But we went through the cost options for 'reach' a month or so ago and the RF600 and RF800 are a bit of a game changer for many on a budget with reach limitations.

An R6 and an RF 600 or RF 800 make compelling wildlife cameras for those currently shooting crop and shorter f5.6 lenses. The ff gives them better iso performance and that partially offsets the f11, the newer sensors also give a performance boost to practically level the noise performance field especially when you use some third party software for noise reduction. And the R6 at 20mp with an 800 gives more and higher quality 'pixels on duck' than a crop camera with a shorter lens.


----------



## neuroanatomist (Aug 6, 2021)

privatebydesign said:


> But we went through the cost options for 'reach' a month or so ago and the RF600 and RF800 are a bit of a game changer for many on a budget with reach limitations.
> 
> An R6 and an RF 600 or RF 800 make compelling wildlife cameras for those currently shooting crop and shorter f5.6 lenses. The ff gives them better iso performance and that partially offsets the f11, the newer sensors also give a performance boost to practically level the noise performance field especially when you use some third party software for noise reduction. And the R6 at 20mp with an 800 gives more and higher quality 'pixels on duck' than a crop camera with a shorter lens.

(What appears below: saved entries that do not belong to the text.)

PR #6301, opened 2026-07-11
chore: upgrade TypeScript from v6 to v7 (tsgo native port)

ajnart:
## Summary

- Bumps `typescript` from `^6.0.3` to `^7.0.2` in the pnpm catalog
- TypeScript 7 is a native Go port (tsgo) delivering **8-12x faster builds**, shared memory multithreading, a rebuilt `--watch` mode, and a new LSP-based language server
- Zero tsconfig changes needed — the codebase was already compatible with all TS7 defaults and deprecation-to-error promotions (`esModuleInterop` always on, `strict` default true, no `baseUrl`, no `moduleResolution: node`, etc.)
- No TS API consumers in the codebase (oxlint, not typescript-eslint), so no need for the `@typescript/typescript6` side-by-side setup

### Key TS7 changes (all already satisfied):
- `strict: true` by default — already set
- `module: esnext` by default — already set
- `types: []` by default — already explicitly `["node"]`
- `moduleResolution: Bundler` — still supported (only `node/node10` removed)
- `esModuleInterop` forced true — was already true
- `noUncheckedSideEffectImports` true by default — no issues found

Reference: https://devblogs.microsoft.com/typescript/announcing-typescript-7-0/

## Test plan

- [x] `pnpm install` succeeds
- [x] `npx tsc --version` → 7.0.2
- [x] `pnpm turbo typecheck` — all 37 packages pass with zero errors
- [ ] CI passes

## Summary by CodeRabbit

* **Chores**
  * Updated the TypeScript workspace dependency to version 7.0.2 or later.

### DIFF
--- a/pnpm-lock.yaml
+++ b/pnpm-lock.yaml
@@ -517,8 +517,8 @@ catalogs:
       specifier: ^2.10.2
       version: 2.10.2
     typescript:
-      specifier: ^6.0.3
-      version: 6.0.3
+      specifier: ^7.0.2
+      version: 7.0.2
     undici:
       specifier: 7.28.0
       version: 7.28.0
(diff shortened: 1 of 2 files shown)


arturict:
Thanks for this major dependency upgrade. Could you document any tooling behavior changes in local build scripts for TS upgrade in description?

PR #6307, opened 2026-07-12
feat(docker-widget): replace footer timestamp text with compact refresh button

Bergasha:
Replaces the always-visible "Updated a few seconds ago" text in the Docker widget's footer with a compact icon-only refresh button. The previous text took up too much horizontal space in the footer, competing with the CPU/Memory totals — especially on narrower widget widths.

Screenshot 2026-07-12 143405
Screenshot 2026-07-12 145532
Screenshot 2026-07-12 145547

- [ x Documentation is up to date. Create a pull request [here](https://github.com/homarr-labs/documentation/).

## Summary by CodeRabbit

* **New Features**
  * Added a manual refresh action to the Docker Containers widget.
  * Displayed “Last refresh {when}” using a relative time label with a tooltip.
  * Added a loading/spinner indicator on the refresh button while container data is updating.

### DIFF
--- a/packages/translation/src/lang/en.json
+++ b/packages/translation/src/lang/en.json
@@ -5204,7 +5204,6 @@
     "table": {
       "updated": "Updated {when}",
       "refresh": {
-        "action": "Press to refresh",
         "lastUpdated": "Last refresh {when}"
       },
       "search": "Seach {count} containers",
--- a/packages/translation/src/lang/en.json
+++ b/packages/translation/src/lang/en.json
@@ -5203,6 +5203,10 @@
     "title": "Containers",
     "table": {
       "updated": "Updated {when}",
+      "refresh": {
+        "action": "Press to refresh",
+        "lastUpdated": "Last refresh {when}"
+      },
       "search": "Seach {count} containers",
       "selected": "{selectCount} of {totalCount} containers selected",
       "footer": "Total {count} containers",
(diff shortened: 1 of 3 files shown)


ajnart:
Sounds good, I agree it took too much space. Why not have it in the right-click context menu as well ? I think it would be nice to make it be there (could be only there or both)

Bergasha:
> Sounds good, I agree it took too much space. Why not have it in the right-click context menu as well ? I think it would be nice to make it be there (could be only there or both)

Yeah good idea. Maybe both for now as this gives users time to get used to right click context menu.

packages/translation/src/lang/en.json
```diff
@@ -5203,6 +5203,10 @@
     "title": "Containers",
     "table": {
       "updated": "Updated {when}",
+      "refresh": {
+        "action": "Press to refresh",
+        "lastUpdated": "Last refresh {when}"
+      },
```
ajnart, line 5208: I think you can leverage the translations we have for the context menu here. Or just don't put one for press to refresh, it's pretty self-explanatory

Bergasha: I did think that but you never know haha, Ill remove it now. Looks like the refresh is already in the context menu but does nothing. Ill address that now to.

Bergasha: Done and done, thanks mate should be ready to go.

ajnart:
Thanks @Bergasha !

PR #6330, opened 2026-07-13
docs(integrations): define the CPU utilization convention (total-system %, 0-100)

junkerderprovinz:
Follow-up to the discussion in #6250, where @ajnart suggested defining how CPU usage should be shown across the whole of homarr.

This PR writes that convention down and aligns the code with it:

**The convention:** `cpuUtilization` is the share of the WHOLE machine, in percent (0-100). A machine with 3 of 4 cores fully busy reports 75, never 300. Readings like `134%` (docker-stats per-core style) are not allowed to reach widgets.

**Changes:**

- Documented the convention as JSDoc on `SystemHealthMonitoring.cpuUtilization`, so every current and future integration author sees it right at the source of truth.
- Audited all integrations that report `cpuUtilization` today: glances (`cpu.total`), truenas (per-core average), synology, openmediavault and unraid (after #6250) already follow the convention. dashdot also does, but its internal field was misleadingly named `sumLoad` while actually holding the per-core *average* - renamed to `averageLoad` so nobody "fixes" it into a real sum later.
- Clamped the health-monitoring CPU ring geometry at 100 as a defensive guard against misreporting sources (the text label keeps showing the raw value, so a genuinely broken source stays visible).
- Container CPU on the Docker side is aligned to the same convention in #6250.

No behavioural change for any integration that already followed the convention.

### DIFF
--- a/packages/integrations/src/dashdot/dashdot-integration.ts
+++ b/packages/integrations/src/dashdot/dashdot-integration.ts
@@ -39,7 +39,7 @@ export class DashDotIntegration extends Integration implements ISystemHealthMoni
     const history = await channel.getSliceUntilTimeAsync(dayjs().subtract(15, "minutes").toDate());
 
     return {
-      cpuUtilization: cpuLoad.sumLoad,
+      cpuUtilization: cpuLoad.averageLoad,
       memUsedInBytes: memoryLoad.loadInBytes,
       memAvailableInBytes: info.maxAvailableMemoryBytes - memoryLoad.loadInBytes,
       network: networkLoad,
@@ -97,7 +97,7 @@ export class DashDotIntegration extends Integration implements ISystemHealthMoni
     // we convert it to text as the response is either valid json or empty if cpu widget is disabled.
     if (result.length === 0) {
       return {
-        sumLoad: 0,
+        averageLoad: 0,
         averageTemperature: 0,
       };
     }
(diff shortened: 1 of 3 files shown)


ajnart:
This PR doesn't seem to do anything ?
How about instead we just revert the previous one and focus on a more simplistic approach later / just open an issue for the CPU concern ? 

Then I can tackle it later

junkerderprovinz:
Fair points, and thanks for taking a look!

You're right that #6330 is deliberately light. It's really just docs (the JSDoc convention) plus two tiny guards: renaming dashdot's sumLoad to averageLoad so nobody later "fixes" that average into a real sum, and clamping the ring at 100 while the label still shows the raw value. No behaviour change at all. If that's more than you want right now, I'm totally happy to close it and open an issue instead that just captures the convention (cpuUtilization = share of the whole machine, 0 to 100) for whenever you feel like tackling it properly.

The one thing I'd gently flag is reverting the actual fixes. #6249 (already merged) and #6250 each fix a real, user-reported wrong reading: Docker was showing the lifetime average instead of the current value, and Unraid was double-counting hyper-threaded cores (#6082, where a genuine 43% showed up as 93%). A revert would just hand those bugs back to users. Could we keep those two bugfixes and let you take the broader convention and cleanup whenever it suits you? Happy to close #6330 in the meantime.

Either way, I'm glad to go with whatever keeps this simplest on your side. Thanks again!

PR #6360, opened 2026-07-15
fix(qbittorrent): remove progress sort to include seeding torrents in limited fetches

ajnart:
## Problem

PR #6297 added `sort: "progress", reverse: false` to fix the case where users with many completed torrents couldn't see active downloads. However, this created the inverse bug: users with many torrents (e.g. 970) now only see the 50 least-complete torrents, and **uploading/seeding torrents never appear** because they're at progress=1 — always at the end of the sorted list, outside the limit cutoff.

## Root Cause

`sort: "progress", reverse: false` systematically excludes completed torrents from the limited result set. Client-side filtering cannot show what it never receives from the server.

## Fix

Removed the `sort` and `reverse` params from the qBittorrent `listTorrents` call. qBittorrent returns torrents in its default order (by hash/add order), giving both downloading and seeding torrents a fair chance to appear in the first `limit` results. Client-side filtering (showCompletedTorrent toggle, category filter, threshold) handles visibility as designed.

## Files Changed

- `packages/integrations/src/download-client/qbittorrent/qbittorrent-integration.ts` — 1 line

## Summary by CodeRabbit

* **Improvements**
  * qBittorrent downloads can now follow the ordering selected via new widget options, instead of using a fixed progress-based sort.
  * Backend and UI wiring updated so the selected qBittorrent sorting key and optional reverse-order preference are applied when fetching torrent jobs.
* **UI/Refinement**
  * Media server table rendering for remaining time and transcoding status was reformatted without changing displayed results.
* **Translations**
  * Added labels for the new qBittorrent sorting settings.

### DIFF
--- a/packages/api/src/router/widgets/downloads.ts
+++ b/packages/api/src/router/widgets/downloads.ts
@@ -22,10 +22,20 @@ export const downloadsRouter = createTRPCRouter({
       },
     })
     .concat(createDownloadClientIntegrationMiddleware("query"))
-    .input(z.object({ limitPerIntegration: z.number().default(50) }))
+    .input(
+      z.object({
+        limitPerIntegration: z.number().default(50),
+        qbittorrentSort: z.string().optional(),
+        qbittorrentSortReverse: z.boolean().optional(),
+      }),
+    )
     .query(async ({ ctx, input }) => {
       return await settleIntegrationQueries(ctx.integrations, async (integration) => {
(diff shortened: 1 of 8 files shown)


ajnart:
Superseded by #6430 — the one-line fix (2000e1f) has been cherry-picked into the downloads widget rework. The configurable server-side sort option is unnecessary since the widget handles sorting client-side.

Yes, but the crop ‘R7’ camera would be cheaper. And wouldn’t require a longer lens.


----------



## David_D (Aug 6, 2021)

neuroanatomist said:


> Yes, but the crop ‘R7’ camera would be cheaper.

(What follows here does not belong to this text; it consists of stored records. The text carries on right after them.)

PR #6393, opened 2026-07-18
feat(boards): add keyboard shortcuts for board switching

### LINKED ISSUE #6392: feat: Switch Board via keyboard shortcut

I'd like the option to switch boards using a keyboard shortcut.  The ability to assign a shortcut on a per board basis would allow for quicker user navigation.  For example `control + shift + 1`, `control + shift + 2` etc.  At a minimum  you should be able to cycle through all boards using `control + shift + >` (next board) and `control + shift + <` (previous board)

### Additional information

_No response_

ajnart:
## Description

Adds keyboard shortcuts to quickly switch between boards without using the mouse.

### Shortcuts
- **`mod+shift+ArrowRight`** — switch to next board
- **`mod+shift+ArrowLeft`** — switch to previous board
- **`mod+shift+1`** through **`mod+shift+9`** — jump to board by index (1-based)

`mod` = Ctrl on Windows/Linux, Cmd on macOS.

### Implementation
- Uses Mantine's `useHotkeys` hook (already used in the same file for edit mode toggle)
- Shortcuts are ignored when typing in inputs (Mantine default behavior)
- Extracted into a clean `BoardNavigationHotkeys` component
- Fixed a small logic issue: the board switcher menu is now always visible, even for users without change access
- Arrow shortcuts are guarded so they only register when the current board is found in the cache (`currentIndex !== -1`), preventing an unexpected jump before the boards list has loaded
- Extracted the wraparound index calculation into a pure `getNextBoardIndex` helper with unit tests

Closes #6392

### Out of scope
The Windows-style board switcher **overlay** (Alt-Tab style UI with board cards) discussed in the comments is tracked separately in [#6513](https://github.com/homarr-labs/homarr/issues/6513), so this PR stays focused on the keyboard shortcuts themselves.

### DIFF
--- a/apps/nextjs/src/app/[locale]/boards/(content)/_board-navigation.spec.ts
+++ b/apps/nextjs/src/app/[locale]/boards/(content)/_board-navigation.spec.ts
@@ -1,0 +1,23 @@
+import { describe, expect, test } from "vitest";
+
+import { getNextBoardIndex } from "./_board-navigation";
+
+describe("get next board index", () => {
+  test.each([
+    [3, 0, 1, 1],
+    [3, 2, 1, 0],
+    [3, 2, -1, 1],
+    [3, 0, -1, 2],
+  ] as const)("moves through boards with wraparound", (boardCount, currentIndex, direction, expected) => {
+    expect(getNextBoardIndex(boardCount, currentIndex, direction)).toBe(expected);
+  });
+
+  test.each([
+    [0, 0],
+    [1, 0],
+    [3, -1],
+    [3, 3],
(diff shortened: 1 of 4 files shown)


Meierschlumpf:
Just had the idea that we could also make a menu like on windows to switch between boards (but of course no need to implement this)

ajnart:
> Just had the idea that we could also make a menu like on windows to switch between boards (but of course no need to implement this)

Like what kind of menu ? The one to switch between spaces ? I think someone opened an issue about it recently

Meierschlumpf:
image
Something like this, just for the boards

ajnart:
@Meierschlumpf its a good idea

If the R7 was a baby R3 (as most people who want an R7 would appear to like - built in grip, ergonomics, rugged etc) how much cheaper would/could it be? Obviously the sensor & shutter would be smaller and hopefully cheaper, but all the rest would be the same. Maybe the processing would be less demanding (but if 30+ MP like the 90D and 30FPS like the R3 it would be more!) and it could be smaller, saving some materials. Could more than $1,000 be shaved off the cost of an R3 and would people pay that much when the 90D is only $1,200.

As a side note - did I miss something? The 7D Mark II is showing as discontinued in various places.


----------



## Cyborx (Aug 6, 2021)

Let’s hope Canon is able to produce the R1 asap. Because 24mpix is not really what you’d expect in 2021. Except for a few sportsphotographers 24mpix is not enough.


----------



## AlanF (Aug 6, 2021)

David_D said:


> If the R7 was a baby R3 (as most people who want an R7 would appear to like - built in grip, ergonomics, rugged etc) how much cheaper would/could it be? Obviously the sensor & shutter would be smaller and hopefully cheaper, but all the rest would be the same. Maybe the processing would be less demanding (but if 30+ MP like the 90D and 30FPS like the R3 it would be more!) and it could be smaller, saving some materials. Could more than $1,000 be shaved off the cost of an R3 and would people pay that much when the 90D is only $1,200.
> 
> As a side note - did I miss something? The 7D Mark II is showing as discontinued in various places.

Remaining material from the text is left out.